I think this makes for quite a nice story from a number of viewpoints:

  * as someone who wants to experiment with juju on the cloud I already
    use, I can deploy services directly onto the instance types I know
    and love, out of the box.
  * as someone who's trying out a script written by the first guy on a
    different cloud, or following some dude's tutorial on the internet,
    I don't get any valid instance-type information and so deploy as
    though without constraints; but by looking at my machines in status,
    I can immediately see what happened, and can trivially set my own
    requirements either as cores/mem or instance-type.
  * as the first user again, wanting my scripts to be more portable, it
    is a simple matter to add rough cores/mem constraints to the
    script, alongside what I know to be the "real" instance-type values.
  * as a battle-scarred veteran of a hundred clouds, I just ignore that
    instance-type nonsense and use cores/mem from the start, and my
    scripts will work everywhere.
  * as a user of a weird cloud consuming the battle-scarred veteran's
    script, I can tune it to my environment by specifying instance-type
    without disturbing the "real" cores/mem values (and thereby
    reducing the script's clarity and value to others).
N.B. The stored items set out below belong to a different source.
PR #2841, opened 2025-07-26
Fix exported parameters with defaults consuming variadic arguments

### LINKED ISSUE #2825: Recipe-level environment variables
Right now, if I want to set an environment variable just for a single recipe, but for all commands executed on that recipe, this is the only way I'm aware of to do this:

```
test $THE_ENV='hi':
  echo $THE_EN
```

This works great unless you need to accept additional parameters. Then it breaks.

Here's an example:

```
test $THE_ENV='hi' *args:
  echo $THE_ENV
  echo {{args}}
```

And some output:

```
❯ just test this arg gets assigned
echo $THE_ENV
this
echo arg gets assigned
arg gets assigned
```

It would be great if it was possible to assign a static recipe-level environment variable.

chojs23:
## Problem

When using Parameters prefixed with a $ will be exported as environment variables alongside variadic parameters, the exported parameter would incorrectly consume command line arguments instead of using its value.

In every case, the mental model is clear, and it's easy and natural to
make juju do what you want. Like everything, it has drawbacks, but I
don't believe any of them is a showstopper:

  * instance-type-only constraints that don't apply will be ignored and
    fall back to environment defaults; but providing a sensible default
    in the absence of constraints is, I think, a necessary aspect of a
    provider implementation: while it's not necessarily an easy problem
    in all cases, a given Environ ought usually to be able to figure
    out something that isn't completely crazy. It has to, because no-
    constraints is the default.
  * when the same script is run against two environs that share names of
    some or all instance-types used, the results on the two clouds will
    differ to the degree by which the homonymous instance-types differ.
    To restate: if an instance-type constraint is applying your cloud,
    it is almost overwhelmingly likely that this is because it was
    written specifically for your cloud; hence, the language most
    appropriate for further tuning is the language of your cloud.
  * it will probably in this context be sensible to allow instance-type
    to take a list of strings, in that a script can thereby be tuned
    incrementally and strictly additively, to take specific advantage
    of more clouds as they become available; such a feature would
    probably increase the impact of the preceding point to some degree,
    but my waving hands assert that it's probably not a big deal.
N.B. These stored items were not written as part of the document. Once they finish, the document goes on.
PR #677, opened 2021-09-28
DE45362 - Rubric popout read-only when user doesn't have correct permissions

tdevos-d2l:
[DE45362](https://rally1.rallydev.com/#/?detail=/defect/609981079925&fdp=true)
LMS PR: [https://github.com/Brightspace/lms/pull/14532](https://github.com/Brightspace/lms/pull/14532)
With new changes in the backend, users can now see the popout rubric without the 'Give Feedback' permission.
This change now makes sure that if they don't have that permission, they cannot edit the popout rubric. Done exactly the same as the right-panel rubric, with the `read-only` attribute.


JamieTran (approved):
LGTM

components/right-panel/consistent-evaluation-popup-rubric.js
```diff
@@ -79,6 +81,14 @@ export class ConsistentEvaluationPopupRubric extends LocalizeConsistentEvaluatio
 			this.setTitle();
 
 			const evaluationEntity = await controller.getEvaluationEntity();
+
+			let hasWritePermission = false;
```
maddiegabriel, line 85: should this be called `hasGiveFeedbackPermission`?

tdevos-d2l: Sure, I'll change that.

maddiegabriel (approved):
👍

maddiegabriel (approved):
👍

And, as a final bonus, this is easy to implement: I think the approach
allows us to entirely eliminate the concept of constraint conflicts
(which is a good thing from a user perspective: a whole source of
potential confusion can be eliminated, and replaced with a simple note
that instance-type, if valid, overrides cores/mem, and that's the only
special case).

I think that exactly the same model also applies perfectly to "arch".
Unrecognised arch constraints can be detected and ignored when
assigning units and provisioning machines, and a note can be added to
the machines stating that this has occurred; apart from anything else,
if we try to define the One True Arch Language we're stuck perpetuating
the appalling state of my python implementation, in which adding a new
"arch" value requires changing the source code; and in which an environ
has no way to intercept a known-invalid arch at the command-line, and
can only fail at provisioning time in a not-very-discoverable way ;).
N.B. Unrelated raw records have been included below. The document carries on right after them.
PR #591, opened 2021-07-20
DE44007 - Assignments - Submission File downloaded does not include student name

amauryperez:

PR #684, opened 2021-09-30
DE45442 - Discussions - Fixing posts attached files broken link

amauryperez:
image


components/left-panel/discussions/consistent-evaluation-discussion-evidence-body.js
```diff
@@ -165,11 +165,11 @@ export class ConsistentEvaluationDiscussionEvidenceBody extends RtlMixin(Localiz
 	_renderAttachments() {
 		if (this.attachmentsList) {
 			return html`${this.attachmentsList.map((attachment) => {
-				const { name, size, extension, href, downloadHref } = attachment.properties;
```
amauryperez, line 168: downloadHref does not exist for Discussions posts, href is the correct property to use here

JamieTran (approved):

components/left-panel/discussions/consistent-evaluation-discussion-evidence-body.js
JamieTran: Is this something that changed or was it always `href` 🤔

tdevos-d2l (approved):

components/left-panel/discussions/consistent-evaluation-discussion-evidence-body.js
amauryperez: I think the discussions API has not been touched in a long time

amauryperez: Looks like it was me here https://github.com/BrightspaceHypermediaComponents/consistent-evaluation/pull/591. That is why I should not touch the front-end :-) . That changed was for assignment and somehow the discussion file was changed as well

PR #692, opened 2021-10-01
DE45341 - fix issue where rubric zero grade synced to None

JamieTran:
The issue was that when zero was graded on the rubric it would select the `None` option in the grade select box.
The problem was that `!newScore` returned true when `newScore` was 0
rubric-zero-select-box
.


tdevos-d2l (approved):
👍

PR #705, opened 2021-10-06
DE45506

vix633:
Multiple rubrics with no default now link to overall grade on load

Non scoring rubrics now will not reset overall grade


tdevos-d2l (approved):
LGTM 🚀

PR #716, opened 2021-10-13
DE45476 - rubric navigation fix

maddiegabriel:
[DE45476](https://rally1.rallydev.com/#/42960320374d/custom/236803223728?detail=%2Fdefect%2F610669761497
)

Previously, when navigating between students while a rubric is still saving, the last rubric criterion scored would be applied to the wrong student's `Overall Grade`. We fixed this by waiting on the siren action queue (`window.D2L.Siren.ActionQueue`) to empty before navigating away from the page.

These changes also include a fix to make the 'Unsaved Changes' dialog show up if there is any rubric criterion saving in the ActionQueue. This preempts the dialog not showing up when the 'unsaved' class doesn't get added to the evaluation entity in time. This causes an issue where the dialog can be shown even if no changes are made to the Overall Grade, when a user changes a non-active scoring rubric with slow internet and navigates to the next student.

~~However even with this fix, there is still an issue happening on Slow 3G internet only. Occasionally, the last rubric criterion scored is not being saved to the `Overall Grade` after navigating away from the page. This seems to be happening because there is a slight delay in the siren action being enqueued after a criterion is clicked by the user. This means that the queue can become artificially empty before the rubric is done saving. We've brought this up with Mango and they are taking a look. This PR adds the behaviour of waiting on the queue, so if the delay in enqueuing actions can be improved after Mango's investigation, this should be perfectly robust. As it is currently, this solution still greatly reduces the chance of saving and navigating before the rubric is done updating the Overall Grade.~~ **Mango has fixed this:** https://github.com/Brightspace/d2l-rubric/pull/1195

(for reference, this also seems to be the cause of the popout rubric issue [DE45564](https://rally1.rallydev.com/#/42960320374d/custom/236803223728?detail=%2Fdefect%2F611264039037))

fixed_navigation


components/right-panel/consistent-evaluation-rubric.js
```diff
@@ -362,6 +362,7 @@ class ConsistentEvaluationRubric extends LocalizeConsistentEvaluation(RtlMixin(L
 				composed: true,
 				bubbles: true
 			}));
+			this._dispatchUpdateRubricChange(1);
```
tdevos-d2l, line 365: Why was this added?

And, I think, all the same arguments apply to "tags" (the purported
generic version of "maas-tags" -- unrecognised ones would be ignored
and all others would apply with full force) and even "instance-name"
("maas-name" -- ignore the constraint if the node's taken? seems
better to me than the current quiet failure...).

Regardless: my understanding is that we can't skip implementing these
constraints in some way, and my desire is that we go as far as we can
before reintroducing provider-specific constraints to the language. I
don't think we've hit a need for those yet.

...so. If the above holds water, we have a common model that applies
sanely across the vast majority of use cases we are aware of for the
following pre-existing constraints: arch, mem, instance-type, maas-name
and maas-tags. I think that it's reasonable to drop cpu, and to
introduce cores in its place; the only remaining concerns are ec2-zone
and os-scheduler-hints. They, however, are a matter for another email.

On a final note, that will feed into the followup: I have a suspicion
that not everyone is on the same page wrt expectations for what
constraints will provide in 13.04. If I am completely off-base in my
understanding that parity is the target (and that I will have some
explaining to do if I drop features without providing equivalent or
better functionality), I would be grateful to every single person who
independently confirmed this to me.

Cheers
William